Task directions.
Gather all lines in the entries that include the word "rules".

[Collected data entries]
PR #562, opened 2024-07-03
Add various ruff rules

cbornet:


libs/e2e-tests/e2e_tests/langchain/test_unstructured.py
```diff
@@ -15,9 +17,9 @@
 )
 from e2e_tests.langchain.rag_application import BASIC_QA_PROMPT
 from e2e_tests.test_utils import get_local_resource_path
-from e2e_tests.test_utils.vector_store_handler import (
-    VectorStoreTestContext,
-)
+
```
cbornet, line 20: Fixes TCH001: https://docs.astral.sh/ruff/rules/typing-only-first-party-import/

PR #565, opened 2024-07-03
Add ruff rules for builtins

cbornet:


libs/langchain/ragstack_langchain/graph_store/extractors/gliner_link_extractor.py
```diff
@@ -39,7 +39,7 @@ def __init__(
         self._kind = kind
         self._extract_kwargs = extract_kwargs or {}
 
-    def extract_one(self, input: GLiNERInput) -> Set[Link]:
+    def extract_one(self, input: GLiNERInput) -> Set[Link]:  # noqa: A002
```
cbornet, line 42: @bjchambers should we use another param name than `input` to prevent shadowing ?

bjchambers: I'm somewhat OK shadowing `input`. Is there some background/context for why we want to add this rule?

cbornet: That’s a common rule in Python .
Pycharm even warns for it.
It can be bothersome when you can’t use a builtin because it has been shadowed.

PR #567, opened 2024-07-03
[Docs] - Update Colbert doc to reflect notebook updates

mendonk:
* Update retriever method
* Offer install as extra as an option
* Organize imports and steps a little more intuitively
* Code tested and works


docs/modules/examples/pages/colbert.adoc
```diff
@@ -15,48 +15,55 @@ Use ColBERT, Astra DB, and RAGStack to:
...
-pip install ragstack-ai-colbert
+pip install ragstack-ai-colbert python-dotenv
+----
++
+. Create a `.env` file in your application directory with the following environment variables:
++
+[source,bash]
+----
+ASTRA_DB_APPLICATION_TOKEN=AstraCS: ...
+ASTRA_DB_ID=2eab82dc-9032-45ba-aeb0-a481b6f9458d
```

Task solution.
Add various ruff rules
cbornet, line 20: Fixes TCH001: https://docs.astral.sh/ruff/rules/typing-only-first-party-import/
Add ruff rules for builtins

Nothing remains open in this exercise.